ISO 13485:2016 Clause 7.5.6 requires validation of processes for production and service provision where the resulting output cannot be verified by subsequent monitoring or measurement. Value assignment of calibrators is typically considered a special process that requires validation. Clause 7.4.3 requires verification of purchased product — which includes the CRMs and reference materials used in calibration hierarchies.

Practical Pitfalls and How to Avoid Them

Using a CRM without commutability assessment. Many CRMs, especially those listed before 2010, have not been assessed for commutability. Using such a CRM as a trueness-transferring calibrator without your own commutability assessment is a regulatory gap. This is flagged explicitly in the JCTLM database entries, which indicate the edition of ISO 15194 under which the CRM was reviewed.

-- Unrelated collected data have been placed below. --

PR #618, opened 2026-03-25
ct: add vtag to orig and reply direction

vlrpl:
Add in the ct_event a per-protocol data. SCTP uses it to carry orig/reply vtags.

### DIFF
--- a/docs/events/ct.md
+++ b/docs/events/ct.md
@@ -27,9 +27,12 @@ for the bitset representing the corresponding values.
 This starts by a protocol specific part. For TCP, UDP and SCTP,
 
 ```none
-{protocol name} ({proto state if any}) orig [{src ip}.{src port} > {dst ip}.{dst port}]
-    reply [{src ip}.{src port} > {dst ip}.{dst port}] mark {mark} labels {labels}
+{protocol name} ({proto state if any}) orig [{src ip}.{src port} > {dst ip}.{dst port} {proto specific}]
+    reply [{src ip}.{src port} > {dst ip}.{dst port} {proto specific}] mark {mark} labels {labels}
 ```
+
+where `{proto specific}` is optional protocol-specific information. For SCTP,
+the verification tags are reported as `vtag {vtag}` in hex format.
 
 For ICMP,
 
--- a/retis-events/src/ct.rs
+++ b/retis-events/src/ct.rs
@@ -53,6 +53,8 @@ pub struct CtSctp {
     pub sport: u16,
     /// Destination port.
     pub dport: u16,
+    /// Verification tag.
+    pub vtag: u32,
 }
 
 #[event_type]
@@ -240,16 +242,18 @@ impl CtEvent {
             (CtProto::Sctp { sctp: sctp_orig }, CtProto::Sctp { sctp: sctp_reply }) => {
                 write!(
                     f,
-                    "sctp ({}) orig [{}.{} > {}.{}] reply [{}.{} > {}.{}] ",
+                    "sctp ({}) orig [{}.{} > {}.{} vtag {:#x}] reply [{}.{} > {}.{} vtag {:#x}] ",
                     conn.proto_state.as_ref().unwrap_or(&"UNKNOWN".to_string()),
                     conn.orig.ip.src,
                     sctp_orig.sport,
                     conn.orig.ip.dst,
                     sctp_orig.dport,
+                    sctp_orig.vtag,
                     conn.reply.ip.src,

Ignoring the uncertainty contribution from value transfer. The uncertainty of the product calibrator is not just the uncertainty stated on the CRM certificate. It must include the uncertainty of every value transfer step in the hierarchy — the between-run precision of the manufacturer's standing MP, the fill variability of the calibrator vials, and the stability uncertainty. An incomplete uncertainty budget will not withstand regulatory scrutiny.

Changing calibrator lots without bridging. Each new lot of product calibrator must be value-assigned independently, and lot-to-lot equivalence must be demonstrated before the new lot is released to the field. The bridging protocol should include measurement of the new lot against the reference calibrator using the validated standing MP, with predefined acceptance criteria.

Failing to update the traceability chain when reference materials change. WHO International Standards are periodically replaced. When a WHO IS for a given measurand is replaced by a new preparation, the assigned unitage may change (sometimes significantly), and all manufacturers using that IS must update their calibration hierarchies, re-assign calibrator values, and assess the impact on clinical results. Failure to track these updates can result in silent shifts in reported patient values.

Confusing precision controls with trueness controls. Precision controls (sometimes called internal quality controls) monitor the repeatability and intermediate precision of the measurement system. Trueness controls have value assignments traceable to higher-order references and monitor accuracy (bias). Both are needed, but they serve different purposes, and regulatory expectations for their traceability documentation differ.